College Guide For Students With Psychiatric Disabilities (Part 1)
According to statistics, 18.5% of the American population, which equals to over 43 million people, suffers from mental disorders. Mental ailment is defined as an illness that influences an individual’s thinking, mood, and behavior. In case it affects family life, education, and other everyday life aspects, it is called a psychiatric disability. These conditions are commonly caused by persistent disorders that exert a considerable long-term effect.
Students with these disabilities face many challenges. Most of them don’t know where to get the help. For this reason, each campus should have mental health counselors and coordinators. Students need to have easy access to these services and, what is more, must understand the essence and types of psychiatric disabilities.

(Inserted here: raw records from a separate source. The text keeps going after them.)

PR #1071, opened 2023-08-02
add alertId parameter in get chained alert API and paginate associated alerts if alertId param is mentioned

eirsep:
Get chained alert API will support filtering based on an alertId. The motivation is to fetch associated alerts with support for pagination. The size and sort params would apply to fetch associated alerts in this api when alert id is mentioned

### DIFF
--- a/alerting/src/main/kotlin/org/opensearch/alerting/transport/TransportGetWorkflowAlertsAction.kt
+++ b/alerting/src/main/kotlin/org/opensearch/alerting/transport/TransportGetWorkflowAlertsAction.kt
@@ -243,7 +243,7 @@ class TransportGetWorkflowAlertsAction @Inject constructor(
                 if (!tableProp.missing.isNullOrBlank()) {
                     sortBuilder.missing(tableProp.missing)
                 }
-                searchRequest.source().sort(sortBuilder).size(tableProp.size)
+                searchRequest.source().sort(sortBuilder).size(tableProp.size).from(tableProp.startIndex)
             }
             queryBuilder.must(QueryBuilders.termsQuery("_id", associatedAlertIds))
             queryBuilder.must(QueryBuilders.termQuery(Alert.STATE_FIELD, Alert.State.AUDIT))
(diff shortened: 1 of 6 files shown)


alerting/src/main/kotlin/org/opensearch/alerting/transport/TransportGetWorkflowAlertsAction.kt
```diff
@@ -206,22 +211,42 @@ class TransportGetWorkflowAlertsAction @Inject constructor(
...
+                    getWorkflowAlertsRequest
+                )
             actionListener.onResponse(GetWorkflowAlertsResponse(alerts, associatedAlerts, totalAlertCount))
         } catch (e: Exception) {
             actionListener.onFailure(AlertingException("Failed to get alerts", RestStatus.INTERNAL_SERVER_ERROR, e))
         }
     }
 
-    private suspend fun getAssociatedAlerts(associatedAlerts: MutableList<Alert>, alerts: MutableList<Alert>, alertIndex: String) {
+    private suspend fun getAssociatedAlerts(
```
lezzago, line 226: How is pagination done here?

alerting/src/main/kotlin/org/opensearch/alerting/transport/TransportGetWorkflowAlertsAction.kt
```diff
@@ -126,13 +126,18 @@ class TransportGetWorkflowAlertsAction @Inject constructor(
                         .field("trigger_name")
                 )
         }
+        // if alert id is mentioned we cannot set "from" field as it may not return id. we would be using it to paginate associated alerts
+        val from = if (getWorkflowAlertsRequest.alertIds.isNullOrEmpty())
+            tableProp.startIndex
+        else 0
```
lezzago, line 132: The `startIndex` isn't being passed over to `getAssociatedAlerts`

lezzago (changes requested):

alerting/src/main/kotlin/org/opensearch/alerting/transport/TransportGetWorkflowAlertsAction.kt
eirsep: we dont need it to be passed over. we will use `tableProp.startIndex`

we need this check on `from` param if alertId is mentioned because we cannot paginate for single id in search request to fetch the chained alerts

alerting/src/main/kotlin/org/opensearch/alerting/transport/TransportGetWorkflowAlertsAction.kt
eirsep: fixed this and verified in test

lezzago (approved):

AWSHurneyt (approved):

PR #1079, opened 2023-08-04
Chained Alert Behaviour Changes

eirsep:
Context:
---
Workflow/Composite monitor supports triggers whose conditions are configured as Boolean conditions with AND, OR, NOT
Operators and monitors as variables. For ex. Trigger condition M1 && M2 means trigger condition is matched if both monitors M1 and M2 create alerts (in AUDIT state) in the current execution. If workflow trigger condition is matched we create Chained Alert.
 
Current behavior
---
Alerts are created in ACTIVE state. 
When alert are acknowledged they move to ACKNOWLEDGED state.

New behavior introduced with this PR
===
**- If no ACTIVE/ACKNOWLEDGEDstate alert already exists for composite monitor trigger, we create a new ACTIVE state alert.**
**- If ACTIVE/ACKNOWLEDGED state alert already exists, we update that alert’s lastNotificationTime itself. But we do NOT create a new Alert. The pre-existing ACTIVE state alert will remain in ACTIVE state.**
**- When composite monitor trigger condition is NOT matched: 
If ACTIVE/ACKNOWLEDGED  state alert already exists, we would mark it as COMPLETED.**

### DIFF
--- a/alerting/src/main/kotlin/org/opensearch/alerting/AlertService.kt
+++ b/alerting/src/main/kotlin/org/opensearch/alerting/AlertService.kt
@@ -349,7 +349,7 @@ class AlertService(
                 startTime = Instant.now(),
                 lastNotificationTime = currentTime,
                 state = Alert.State.ACTIVE,
-                errorMessage = null, schemaVersion = -1,
+                errorMessage = null, schemaVersion = IndexUtils.alertIndexSchemaVersion,
                 chainedAlertTrigger = ctx.trigger,
                 executionId = executionId,
                 workflow = workflow,
@@ -846,7 +846,7 @@ class AlertService(
     }
 
     /**
-     * Searches for Alerts in the monitor's alertIndex.
+     * Searches for ACTIVE/ACKNOWLEDGED chained alerts in the workflow's alertIndex.
      *
      * @param monitorId The Monitor to get Alerts for
      * @param size The number of search hits (Alerts) to return
--- a/alerting/src/main/kotlin/org/opensearch/alerting/AlertService.kt
+++ b/alerting/src/main/kotlin/org/opensearch/alerting/AlertService.kt
@@ -19,6 +19,7 @@ import org.opensearch.action.search.SearchResponse
 import org.opensearch.action.support.WriteRequest
 import org.opensearch.alerting.alerts.AlertIndices
 import org.opensearch.alerting.model.ActionRunResult
+import org.opensearch.alerting.model.ChainedAlertTriggerRunResult
 import org.opensearch.alerting.model.QueryLevelTriggerRunResult
 import org.opensearch.alerting.opensearchapi.firstFailureOrNull
 import org.opensearch.alerting.opensearchapi.retry
@@ -82,6 +83,26 @@ class AlertService(
     }
 
     private val logger = LogManager.getLogger(AlertService::class.java)
+
+    suspend fun loadCurrentAlertsForWorkflow(workflow: Workflow, dataSources: DataSources): Map<Trigger, Alert?> {
+        val searchAlertsResponse: SearchResponse = searchAlerts(
+            workflow = workflow,
+            size = workflow.triggers.size * 2, // We expect there to be only a single in-progress alert so fetch 2 to check
+            dataSources = dataSources
+        )
+
+        val foundAlerts = searchAlertsResponse.hits.map { Alert.parse(contentParser(it.sourceRef), it.id, it.version) }
+            .groupBy { it.triggerId }
+        foundAlerts.values.forEach { alerts ->
+            if (alerts.size > 1) {
+                logger.warn("Found multiple alerts for same trigger: $alerts")
+            }
+        }
+
+        return workflow.triggers.associateWith { trigger ->
+            foundAlerts[trigger.id]?.firstOrNull()
+        }
+    }
 
     suspend fun loadCurrentAlertsForQueryLevelMonitor(monitor: Monitor, workflowRunContext: WorkflowRunContext?): Map<Trigger, Alert?> {
         val searchAlertsResponse: SearchResponse = searchAlerts(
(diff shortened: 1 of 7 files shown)


alerting/src/main/kotlin/org/opensearch/alerting/AlertService.kt
```diff
@@ -257,18 +278,84 @@ class AlertService(
...
+                errorHistory = updatedHistory,
+                actionExecutionResults = updatedActionExecutionResults,
+                schemaVersion = IndexUtils.alertIndexSchemaVersion,
+            )
+        } else {
+            if (alertError == null) Alert.State.ACTIVE
+            else Alert.State.ERROR
+            Alert(
+                startTime = Instant.now(),
+                lastNotificationTime = Instant.now(),
```
sbcd90, line 350: can we use the same variable we defined in line 286?

alerting/src/main/kotlin/org/opensearch/alerting/AlertService.kt
```diff
@@ -758,6 +845,37 @@ class AlertService(
...
+        workflow: Workflow,
+        size: Int,
+        dataSources: DataSources,
+    ): SearchResponse {
+        val workflowId = workflow.id
+        val alertIndex = dataSources.alertsIndex
+
+        val queryBuilder = QueryBuilders.boolQuery()
+            .must(QueryBuilders.termQuery(Alert.WORKFLOW_ID_FIELD, workflowId))
+            .must(QueryBuilders.termQuery(Alert.MONITOR_ID_FIELD, ""))
```
sbcd90, line 864: can there be a doc which has both `workflowId` & `monitorId` field set?

alerting/src/main/kotlin/org/opensearch/alerting/script/ChainedAlertTriggerExecutionContext.kt
```diff
@@ -18,15 +19,17 @@ data class ChainedAlertTriggerExecutionContext(
...
+    val alert: Alert? = null
 ) {
 
     constructor(
         workflow: Workflow,
         workflowRunResult: WorkflowRunResult,
         trigger: ChainedAlertTrigger,
         alertGeneratingMonitors: Set<String>,
-        monitorIdToAlertIdsMap: Map<String, Set<String>>
+        monitorIdToAlertIdsMap: Map<String, Set<String>>,
```
sbcd90, line 31: can we make `periodStart` in the default constructor `nullable` & remove this constructor? Lot of similar fields between this one & the default one.

alerting/src/main/kotlin/org/opensearch/alerting/AlertService.kt
eirsep: Alert created from composite monitor trigger will have only empty `monitorId`.

The underlying alerts created in AUDIT state will have both `monitorId` and `worklfowId`.

alerting/src/main/kotlin/org/opensearch/alerting/AlertService.kt
eirsep: ack

sbcd90 (approved):

alerting/src/main/kotlin/org/opensearch/alerting/AlertService.kt
```diff
@@ -83,6 +84,26 @@ class AlertService(
...
+            workflow = workflow,
+            size = workflow.triggers.size * 2, // We expect there to be only a single in-progress alert so fetch 2 to check
+            dataSources = dataSources
+        )
+
+        val foundAlerts = searchAlertsResponse.hits.map { Alert.parse(contentParser(it.sourceRef), it.id, it.version) }
+            .groupBy { it.triggerId }
+        foundAlerts.values.forEach { alerts ->
+            if (alerts.size > 1) {
+                logger.warn("Found multiple alerts for same trigger: $alerts")
```
lezzago, line 98: should we try to resolve the older alert if this occurs?

alerting/src/main/kotlin/org/opensearch/alerting/AlertService.kt
```diff
@@ -257,18 +278,84 @@ class AlertService(
...
+                schemaVersion = IndexUtils.alertIndexSchemaVersion,
+            )
+        } else {
+            if (alertError == null) Alert.State.ACTIVE
+            else Alert.State.ERROR
+            Alert(
+                startTime = Instant.now(),
+                lastNotificationTime = currentTime,
+                state = Alert.State.ACTIVE,
+                errorMessage = null, schemaVersion = -1,
```
lezzago, line 352: Should schema version be: `IndexUtils.alertIndexSchemaVersion` instead of `-1`?

alerting/src/main/kotlin/org/opensearch/alerting/AlertService.kt
```diff
@@ -758,6 +845,37 @@ class AlertService(
         return searchResponse
     }
 
+    /**
+     * Searches for Alerts in the monitor's alertIndex.
```
lezzago, line 849: Lets call out here that this will not retrieve audit alerts.

alerting/src/main/kotlin/org/opensearch/alerting/script/ChainedAlertTriggerExecutionContext.kt
```diff
@@ -18,27 +19,10 @@ data class ChainedAlertTriggerExecutionContext(
...
-        this(
-            workflow,
-            workflowRunResult,
-            workflowRunResult.executionStartTime,
-            workflowRunResult.executionEndTime,
-            workflowRunResult.error,
-            trigger,
-            alertGeneratingMonitors,
-            monitorIdToAlertIdsMap
-        )
```
lezzago, line 40: we dont need the constructor anymore?

alerting/src/main/kotlin/org/opensearch/alerting/workflow/CompositeWorkflowRunner.kt
```diff
@@ -150,36 +150,69 @@ object CompositeWorkflowRunner : WorkflowRunner() {
...
+            monitorCtx.alertService!!.loadCurrentAlertsForWorkflow(workflow, dataSources)
+        } catch (e: Exception) {
+            logger.error("Failed to fetch current alerts for workflow", e)
+            // We can't save ERROR alerts to the index here as we don't know if there are existing ACTIVE alerts
+            val id = if (workflow.id.trim().isEmpty()) "_na_" else workflow.id
+            logger.error("Error loading alerts for workflow: $id", e)
+            return workflowRunResult.copy(error = e)
+        }
+        try {
+            monitorCtx.alertIndices!!.createOrUpdateAlertIndex(dataSources)
```
lezzago, line 165: Do we need this since we do this on line 154?

alerting/src/main/kotlin/org/opensearch/alerting/AlertService.kt
lezzago: this can be a follow up. But if this is not expected, we can ignore this unless we see issues for this.

alerting/src/main/kotlin/org/opensearch/alerting/workflow/CompositeWorkflowRunner.kt
eirsep: It's not necessary prolly, but I think this would be consistent practice to all other monitors where we ensure alertIndex is present before we fetch current alert.

lezzago (approved):

AWSHurneyt (approved):

PR #1088, opened 2023-08-15
upgrade transitive dependency com.google.guava:guava:32.1.2-jre for CVE-2023-2976

eirsep:
https://nvd.nist.gov/vuln/detail/CVE-2023-2976 recommends using google.guava v32+

we have a transitive dependency from com.google.googlejavaformat:google-java-format:1.10.0. upgrading it won't help as all versions of googlejavaformat are currently using guava versions mentioned in CVE.


lezzago (changes requested):
Needs to be against main and then backported to 2.x

eirsep:
> Needs to be against main and then backported to 2.x

updated to main

PR #1097, opened 2023-08-17
optimize doc-level monitor workflow for index patterns

sbcd90:
*Description of changes:*
This pr addresses following performance problems in `doc-level monitor execution workflow`.
- In the current workflow, if the `doc-level monitor` is monitoring an `index pattern` & a new index is introduced which matches the pattern, the `doc-level monitor` duplicates all the field mappings & queries for that index. This is reproducible using integ test https://github.com/opensearch-project/alerting/pull/1097/files#diff-9b08d53e8cff3d739beb6ba304e4eaf466f08412762c3cd55886a52b722a77f1R503

Now, say, we have `1000` queries & each concrete index behind the index-pattern has 1000 field mappings. Also, lets assume `1 concrete index` is generated everyday. We also know the `default number of field mappings` an index can have is `1000` & today if the no. of field mappings go over `1000` in the query index, we rollover the query index. 

This would mean, we create a new rollover query index everyday & keep on ingesting 1000 queries in it everyday. In 30 days, we create `30 indices`(which means by default `1 primary & 1 replica shards` per index) which contains `30000` duplicate queries.
This causes the `data nodes` to get full resulting in cluster crash.
https://github.com/opensearch-project/security-analytics/issues/509
https://forum.opensearch.org/t/security-analytics-error/14639/11

We do not notice this problem for small no. of queries but duplication of queries piles up over a period of time.
This pr addresses this issue by continously updating `1 set of queries` for all the `concrete indices` belonging to an `index-pattern`. this provides huge storage optimization.

- In the current workflow, for every `concrete index`, we make an `update mapping` api call in no particular order. So, say, index `test1` has fields `f1 & f2` & `test2` has field `f4` & both of them match pattern `test*`, if we make first `update mapping` call for `test1`, then query index gets `f1 & f2` but in the next `update mapping` call for `test2` we completely overwrite it with `f4`. This is reproducible using integ test https://github.com/opensearch-project/alerting/pull/1097/files#diff-9b08d53e8cff3d739beb6ba304e4eaf466f08412762c3cd55886a52b722a77f1R551

This pr addresses this issue by first collecting field mappings of all concrete indices belonging to an index-pattern together, & then making a `single call to update mappings api`.

- In the current workflow, for every `concrete index`, we make an `update mapping` api call in no particular order. So, if there are `100` concrete indices behind an `index-pattern` we make `100 update mapping api` calls.

This pr optimizes the time complexity by making a `single call to update mappings api` for each `index pattern`.

- Here is how the optimization looks like
Screenshot 2023-08-29 at 2 08 52 PM

*CheckList:*
- [X] Commits are signed per the DCO using --signoff

### DIFF
--- a/alerting/src/main/kotlin/org/opensearch/alerting/DocumentLevelMonitorRunner.kt
+++ b/alerting/src/main/kotlin/org/opensearch/alerting/DocumentLevelMonitorRunner.kt
@@ -51,6 +51,7 @@ import org.opensearch.core.common.bytes.BytesReference
 import org.opensearch.core.rest.RestStatus
 import org.opensearch.core.xcontent.ToXContent
 import org.opensearch.core.xcontent.XContentBuilder
+import org.opensearch.index.IndexNotFoundException
 import org.opensearch.index.query.BoolQueryBuilder
 import org.opensearch.index.query.Operator
 import org.opensearch.index.query.QueryBuilders
@@ -118,11 +119,15 @@ object DocumentLevelMonitorRunner : MonitorRunner() {
 
         try {
             // Resolve all passed indices to concrete indices
-            val indices = IndexUtils.resolveAllIndices(
+            val concreteIndices = IndexUtils.resolveAllIndices(
                 docLevelMonitorInput.indices,
                 monitorCtx.clusterService!!,
                 monitorCtx.indexNameExpressionResolver!!
             )
+            if (concreteIndices.isEmpty()) {
+                logger.error("indices not found-${docLevelMonitorInput.indices.joinToString(",")}")
+                throw IndexNotFoundException(docLevelMonitorInput.indices.joinToString(","))
+            }
 
             monitorCtx.docLevelMonitorQueries!!.initDocLevelQueryIndex(monitor.dataSources)
             monitorCtx.docLevelMonitorQueries!!.indexDocLevelQueries(
@@ -134,7 +139,7 @@ object DocumentLevelMonitorRunner : MonitorRunner() {
 
             // cleanup old indices that are not monitored anymore from the same monitor
             for (ind in updatedLastRunContext.keys) {
-                if (!indices.contains(ind)) {
+                if (!concreteIndices.contains(ind)) {
                     updatedLastRunContext.remove(ind)
                 }
             }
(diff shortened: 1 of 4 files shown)


lezzago (approved):

alerting/src/main/kotlin/org/opensearch/alerting/DocumentLevelMonitorRunner.kt
```diff
@@ -134,73 +138,84 @@ object DocumentLevelMonitorRunner : MonitorRunner() {
...
-                    // TODO: If dryrun, we should make it so we limit the search as this could still potentially give us lots of data
-                    if (isTempMonitor) {
-                        indexLastRunContext[shard] = max(-1, (indexUpdatedRunContext[shard] as String).toInt() - 10)
+            docLevelMonitorInput.indices.forEach { indexName ->
+                val concreteIndices = IndexUtils.resolveAllIndices(
+                    listOf(indexName),
+                    monitorCtx.clusterService!!,
+                    monitorCtx.indexNameExpressionResolver!!
+                )
+                val updatedIndexName = indexName.replace("*", "_")
```
eirsep, line 155: why do we do this indexName.replace("*", "_")?

alerting/src/main/kotlin/org/opensearch/alerting/DocumentLevelMonitorRunner.kt
```diff
@@ -118,11 +119,14 @@ object DocumentLevelMonitorRunner : MonitorRunner() {
...
         try {
             // Resolve all passed indices to concrete indices
-            val indices = IndexUtils.resolveAllIndices(
+            val concreteIndices = IndexUtils.resolveAllIndices(
                 docLevelMonitorInput.indices,
                 monitorCtx.clusterService!!,
                 monitorCtx.indexNameExpressionResolver!!
             )
+            if (concreteIndices.isEmpty()) {
+                throw IndexNotFoundException(docLevelMonitorInput.indices[0])
```
eirsep, line 128: 1. can we add error log with monitor Id and indices list which were not found
2. in exception why are we logging only 0th index element of `indices` variable? can we log all elements in array/list

alerting/src/main/kotlin/org/opensearch/alerting/DocumentLevelMonitorRunner.kt
```diff
@@ -134,73 +138,84 @@ object DocumentLevelMonitorRunner : MonitorRunner() {
...
-
-                val count: Int = indexLastRunContext["shards_count"] as Int
-                for (i: Int in 0 until count) {
-                    val shard = i.toString()
-
-                    // update lastRunContext if its a temp monitor as we only want to view the last bit of data then
-                    // TODO: If dryrun, we should make it so we limit the search as this could still potentially give us lots of data
-                    if (isTempMonitor) {
-                        indexLastRunContext[shard] = max(-1, (indexUpdatedRunContext[shard] as String).toInt() - 10)
+            docLevelMonitorInput.indices.forEach { indexName ->
```
eirsep, line 149: why did we change this list being looped from computed concrete indices list to the monitor indices list?

eirsep:
To create query index mappings for an index pattern would be a very big optimization but it works only under the assumption that an index pattern test* resolves to indices with same mappings.

this fails in the following scenario:
indices `test1` and `test2` are resolved from `test*` pattern. test1 has a field named `f1` of type `long` and test2 also has a field named `f1` BUT with type `keyword`

when we store the field mapping in query index for `f1`_`test*` this would break the query execution due to incorrect mapping

eirsep:
we can add this optimization for the scenarios where we can identify all indices covered in index pattern are guaranteed to have the same mappings i.e. data streams, rolling indices with index templates.


should we store a field in index mapping called `index_template` if we are creating index from index template? food for throught

eirsep:
> To create query index mappings for an index pattern would be a very big optimization but it works only under the assumption that an index pattern test* resolves to indices that do not have fields with same names but different data types.
> 
> this fails in the following scenario: indices `test1` and `test2` are resolved from `test*` pattern. test1 has a field named `f1` of type `long` and test2 also has a field named `f1` BUT with type `keyword`
> 
> when we store the field mapping in query index for `f1`_`test*` this would break the query execution due to incorrect mapping

Since we are batching all mappings can we check if the above mentioned field mapping mismatch is happening for any fields and then ingest one for the generic test* and one mapping for the specific index. Similarly while fetching mappings look for both index mappings with test* and test1. If latter is found prefer it. if not found, use the former.

sbcd90:
> @sbcd90
> 
> > To create query index mappings for an index pattern would be a very big optimization but it works only under the assumption that an index pattern test* resolves to indices that do not have fields with same names but different data types.
> > this fails in the following scenario: indices `test1` and `test2` are resolved from `test*` pattern. test1 has a field named `f1` of type `long` and test2 also has a field named `f1` BUT with type `keyword`
> > when we store the field mapping in query index for `f1`_`test*` this would break the query execution due to incorrect mapping
> 
> Since we are batching all mappings can we check if the above mentioned field mapping mismatch is happening for any fields and then ingest one for the generic test* and one mapping for the specific index. Similarly while fetching mappings look for both index mappings with test* and test1. If latter is found prefer it. if not found, use the former.

hi @eirsep , that is the exact fix i'm working on.

sbcd90:
hi @eirsep , just addressed the comment with the test case https://github.com/opensearch-project/alerting/pull/1097/files#diff-9b08d53e8cff3d739beb6ba304e4eaf466f08412762c3cd55886a52b722a77f1R503.
Can you please look into the pr again?

alerting/src/main/kotlin/org/opensearch/alerting/util/DocLevelMonitorQueries.kt
```diff
@@ -378,25 +461,87 @@ class DocLevelMonitorQueries(private val client: Client, private val clusterServ
...
+        }
+        return conflictingFields
+    }
+
     /**
      * Adjusts max field limit index setting for query index if source index has higher limit.
      * This will prevent max field limit exception, when source index has more fields then query index limit
      */
-    private suspend fun checkAndAdjustMaxFieldLimit(sourceIndex: String, concreteQueryIndex: String) {
+    private suspend fun checkMaxFieldLimit(sourceIndex: String): Long {
```
eirsep, line 524: the java doc description for this method seems like it should describe `adjustMaxFieldLimitForQueryIndex`

eirsep: can we update the code comments for this method and below method

alerting/src/test/kotlin/org/opensearch/alerting/DocumentMonitorRunnerIT.kt
```diff
@@ -495,6 +500,375 @@ class DocumentMonitorRunnerIT : AlertingRestTestCase() {
...
+        deleteIndex(ALL_ALERT_INDEX_PATTERN)
+
+        indexDoc(testIndex, "2", testDoc)
+        val testIndex2 = createTestIndex("test2")
+        testDoc = """{
+            "source" : { "device": {"port" : "12345" } },
+            "nested_field": { "test1": "some text" },
+            "test_field": "12345"
+        }"""
+        indexDoc(testIndex2, "1", testDoc)
```
eirsep, line 567: NIT; since you are not explicitly creating index with different mappings 
can you plz fetch second index's mapping and assert that the field type is actually different for `test_field` so as to validate the test scenario. that would make the test more readable. right now it's a bit hard to understand.

alerting/src/test/kotlin/org/opensearch/alerting/DocumentMonitorRunnerIT.kt
```diff
@@ -495,6 +500,375 @@ class DocumentMonitorRunnerIT : AlertingRestTestCase() {
         assertEquals("Findings saved for test monitor expected 14, 51 and 10", 3, foundFindings.size)
     }
 
+    fun `test execute monitor with indices having fields with same name but different data types`() {
```
eirsep, line 503: can we plz add asserts on the expected mappings and content of the query index. that would be the essence of these tests and help us visualize the changes made in this PR

alerting/src/main/kotlin/org/opensearch/alerting/DocumentLevelMonitorRunner.kt
```diff
@@ -717,17 +738,36 @@ object DocumentLevelMonitorRunner : MonitorRunner() {
      */
     private fun transformDocumentFieldNames(
```
eirsep, line 739: this is a very critical piece fo code. can we update java docs description of this method incorporating the new change?

alerting/src/main/kotlin/org/opensearch/alerting/util/DocLevelMonitorQueries.kt
```diff
@@ -389,6 +461,62 @@ class DocLevelMonitorQueries(private val client: Client, private val clusterServ
...
+            if (!oldField.containsKey(it.key)) {
+                mergedField[it.key] = it.value
+            }
+        }
+        return mergedField
+    }
+
+    fun getAllConflictingFields(clusterState: ClusterState, concreteIndices: List<String>): Set<String> {
+        val conflictingFields = mutableSetOf<String>()
+        val allFlattenPaths = mutableMapOf<String, MutableMap<String, Any>>()
```
eirsep, line 489: does the below flatten logic handle both the nested and non-nested type objects correctly?

what would be the difference after flattening into string in the following 2 cases 
```
"nested_field": {
                      "type": "nested",
                      "properties": {
                        "test1": {
                          "type": "keyword"
                        }
                      }
                      
```

and 


```
     "nested_field": {
                      
                      "properties": {
                        "test1": {
                          "type": "keyword"
                        }
                      }

```

alerting/src/main/kotlin/org/opensearch/alerting/util/DocLevelMonitorQueries.kt
```diff
@@ -389,6 +461,62 @@ class DocLevelMonitorQueries(private val client: Client, private val clusterServ
...
+                if (indexMetadata.mapping()?.sourceAsMap?.get("properties") != null) {
+                    val properties = (
+                        (indexMetadata.mapping()?.sourceAsMap?.get("properties"))
+                            as MutableMap<String, Any>
+                        )
+                    // Node processor function is used to process leaves of index mappings tree
+                    //
+                    val leafNodeProcessor =
+                        fun(fieldName: String, _: String, props: MutableMap<String, Any>): Triple<String, String, MutableMap<String, Any>> {
+                            return Triple(fieldName, fieldName, props)
```
eirsep, line 502: why do we need field name twice?
can you add some code comments around what is the Triple type object being returned to make it more readable?

eirsep (changes requested):
thanks for making these changes @sbcd90 

i have some minor comments not related to logic but more around readiblity and testsing.

Kindly also respond to earlier comments.

alerting/src/main/kotlin/org/opensearch/alerting/DocumentLevelMonitorRunner.kt
sbcd90: this is because we want to expand `1 index pattern` & process all its `concrete indices` separately. Previous logic was we expand `all index patterns` & process all the `concrete indices` one by one.

alerting/src/main/kotlin/org/opensearch/alerting/DocumentLevelMonitorRunner.kt
sbcd90: this is because `query string query fields` with `*` have a different meaning & is also not allowed in some cases.

alerting/src/main/kotlin/org/opensearch/alerting/util/DocLevelMonitorQueries.kt
sbcd90: this is used intentionally because `leafNodeProcessor` is used at another place where the 2nd param is actually used to pass `modified field name`.

alerting/src/main/kotlin/org/opensearch/alerting/DocumentLevelMonitorRunner.kt
sbcd90: changed it now. it was copied from eariler logic.

alerting/src/main/kotlin/org/opensearch/alerting/util/DocLevelMonitorQueries.kt
sbcd90: updated it.

alerting/src/test/kotlin/org/opensearch/alerting/DocumentMonitorRunnerIT.kt
sbcd90: specifying explicit mappings now.

alerting/src/test/kotlin/org/opensearch/alerting/DocumentMonitorRunnerIT.kt
sbcd90: asserts added on actual queries stored in query index.

alerting/src/main/kotlin/org/opensearch/alerting/DocumentLevelMonitorRunner.kt
sbcd90: updated the documentation for the method.

alerting/src/main/kotlin/org/opensearch/alerting/util/DocLevelMonitorQueries.kt
sbcd90: `nested fields` dont work with `query string queries`. https://stackoverflow.com/questions/69857071/how-can-i-use-query-string-to-match-both-nested-and-non-nested-fields-at-the-sam
but if we pair them with an index containing an object field, it will work. https://github.com/opensearch-project/alerting/pull/1097/files#diff-9b08d53e8cff3d739beb6ba304e4eaf466f08412762c3cd55886a52b722a77f1R636

eirsep (approved):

Types of Psychiatric Disabilities
Under present-day conditions, the scientists consider over 200 classified types of mental disorders. The most common of them are:
- Depression – a severe mood disorder that affects one’s emotions, thoughts, and everyday activities. The general symptoms of depression are low energy, fatigue, sleep-related issues, prolonged sadness and/or irritability, changes in appetite, and suicidal thoughts. There are different forms of depression, including:
- Persistent depressive disorder: the depressive state that lasts longer than 2 years
- Bipolar disorder: the state characterized by sudden mood swings between manic conditions and depressions
- Psychotic depression: takes place when delusions or hallucinations accompany the depressive state
- Prenatal depression: occurs in women who have recently given birth
- Anxiety disorders – disorders characterized by high levels of stress that impact daily life. The symptoms of anxiety disorders are flowing between high-strung moods and fatigue, as well as physical pains, sleep issues, and irritability. There are 3 most common anxiety disorders:
- Generalized anxiety disorder: prolonged periods of unreasonable worry and stress
- Panic disorder: sudden bursts of fear accompanied with dizziness, trembling, and heart palpitations
- Social anxiety disorder: insecurity and stress in all kinds of social situations
- Attention Deficit Hyperactivity Disorder (ADHD) – a common childhood condition that affects over 6 million Americans. It’s characterized by chronic hyperactivity, inattentiveness, and impulsiveness.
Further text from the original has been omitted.